**About this exercise:**
Transcribe the records below exactly, from their first line through the line containing "- Added URL". Omit every line after it.

Dataset entries

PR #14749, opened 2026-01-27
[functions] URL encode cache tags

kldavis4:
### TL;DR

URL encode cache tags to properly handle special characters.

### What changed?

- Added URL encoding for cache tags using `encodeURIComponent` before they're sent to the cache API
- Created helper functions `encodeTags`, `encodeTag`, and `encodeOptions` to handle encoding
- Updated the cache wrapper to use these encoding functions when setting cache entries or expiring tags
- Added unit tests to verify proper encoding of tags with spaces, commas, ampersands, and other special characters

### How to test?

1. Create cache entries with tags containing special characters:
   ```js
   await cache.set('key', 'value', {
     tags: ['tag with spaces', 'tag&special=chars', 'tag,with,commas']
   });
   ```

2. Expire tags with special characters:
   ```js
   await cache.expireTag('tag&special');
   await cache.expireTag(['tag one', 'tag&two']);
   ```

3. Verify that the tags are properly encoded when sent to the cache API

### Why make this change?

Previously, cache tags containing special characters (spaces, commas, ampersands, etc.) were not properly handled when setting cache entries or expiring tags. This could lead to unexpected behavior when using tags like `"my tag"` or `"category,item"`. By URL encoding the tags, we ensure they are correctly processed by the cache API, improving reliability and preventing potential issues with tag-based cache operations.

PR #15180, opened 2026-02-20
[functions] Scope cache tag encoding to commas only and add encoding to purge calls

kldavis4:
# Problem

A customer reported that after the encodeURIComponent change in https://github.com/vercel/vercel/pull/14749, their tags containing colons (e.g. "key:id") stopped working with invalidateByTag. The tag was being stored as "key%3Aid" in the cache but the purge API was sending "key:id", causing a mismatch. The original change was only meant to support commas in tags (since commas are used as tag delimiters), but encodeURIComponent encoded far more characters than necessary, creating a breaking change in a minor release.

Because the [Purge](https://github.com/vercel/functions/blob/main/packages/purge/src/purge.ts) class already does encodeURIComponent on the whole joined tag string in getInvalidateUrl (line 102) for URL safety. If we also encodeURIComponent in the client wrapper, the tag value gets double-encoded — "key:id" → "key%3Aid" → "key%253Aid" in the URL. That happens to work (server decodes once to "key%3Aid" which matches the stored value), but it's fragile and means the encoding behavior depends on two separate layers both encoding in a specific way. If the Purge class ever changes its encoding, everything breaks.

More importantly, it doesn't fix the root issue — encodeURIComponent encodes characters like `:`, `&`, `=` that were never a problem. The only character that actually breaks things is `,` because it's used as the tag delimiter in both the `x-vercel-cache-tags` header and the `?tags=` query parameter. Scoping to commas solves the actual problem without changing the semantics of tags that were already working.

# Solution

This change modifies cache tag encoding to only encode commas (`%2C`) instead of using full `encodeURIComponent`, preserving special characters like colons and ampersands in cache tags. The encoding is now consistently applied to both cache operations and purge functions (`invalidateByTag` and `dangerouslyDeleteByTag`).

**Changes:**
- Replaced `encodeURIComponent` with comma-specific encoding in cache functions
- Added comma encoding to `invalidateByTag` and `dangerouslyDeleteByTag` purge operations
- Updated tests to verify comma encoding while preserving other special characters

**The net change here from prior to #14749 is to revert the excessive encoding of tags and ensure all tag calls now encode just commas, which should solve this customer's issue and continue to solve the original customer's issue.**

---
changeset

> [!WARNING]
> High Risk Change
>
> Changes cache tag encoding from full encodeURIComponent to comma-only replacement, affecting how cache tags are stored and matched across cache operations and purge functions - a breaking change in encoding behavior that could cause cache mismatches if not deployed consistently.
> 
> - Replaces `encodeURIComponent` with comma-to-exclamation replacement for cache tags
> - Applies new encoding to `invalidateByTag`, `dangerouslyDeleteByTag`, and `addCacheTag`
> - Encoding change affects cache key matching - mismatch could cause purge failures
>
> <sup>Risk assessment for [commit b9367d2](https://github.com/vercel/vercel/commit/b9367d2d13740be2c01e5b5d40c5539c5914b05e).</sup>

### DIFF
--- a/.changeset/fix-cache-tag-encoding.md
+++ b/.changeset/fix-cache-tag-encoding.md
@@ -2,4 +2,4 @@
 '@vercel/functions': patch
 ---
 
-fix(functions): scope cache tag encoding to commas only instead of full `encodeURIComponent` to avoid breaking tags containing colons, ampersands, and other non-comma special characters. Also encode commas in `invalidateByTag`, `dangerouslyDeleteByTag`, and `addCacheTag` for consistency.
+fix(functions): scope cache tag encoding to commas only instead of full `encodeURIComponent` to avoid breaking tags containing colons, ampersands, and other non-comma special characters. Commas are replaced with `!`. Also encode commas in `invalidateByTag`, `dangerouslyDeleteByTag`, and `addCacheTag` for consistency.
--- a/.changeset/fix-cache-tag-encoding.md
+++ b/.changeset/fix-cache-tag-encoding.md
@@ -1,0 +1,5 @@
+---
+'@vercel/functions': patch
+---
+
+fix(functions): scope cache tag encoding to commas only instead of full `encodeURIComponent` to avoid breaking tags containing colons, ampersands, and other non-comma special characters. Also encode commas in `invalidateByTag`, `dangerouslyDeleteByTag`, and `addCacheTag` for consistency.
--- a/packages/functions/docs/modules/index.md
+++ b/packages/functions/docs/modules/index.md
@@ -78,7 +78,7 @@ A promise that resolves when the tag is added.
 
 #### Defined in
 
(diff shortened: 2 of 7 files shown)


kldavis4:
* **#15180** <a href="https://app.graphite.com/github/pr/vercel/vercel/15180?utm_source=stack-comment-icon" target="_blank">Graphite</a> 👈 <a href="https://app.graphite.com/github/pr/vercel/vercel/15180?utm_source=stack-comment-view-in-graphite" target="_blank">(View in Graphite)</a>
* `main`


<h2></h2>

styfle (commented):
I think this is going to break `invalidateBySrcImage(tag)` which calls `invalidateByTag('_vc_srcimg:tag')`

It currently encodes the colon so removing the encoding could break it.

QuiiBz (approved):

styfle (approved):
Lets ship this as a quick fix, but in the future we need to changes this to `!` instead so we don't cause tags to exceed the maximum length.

**Output below:**
PR #14749, opened 2026-01-27
[functions] URL encode cache tags

kldavis4:
### TL;DR

URL encode cache tags to properly handle special characters.

### What changed?

- Added URL encoding for cache tags using `encodeURIComponent` before they're sent to the cache API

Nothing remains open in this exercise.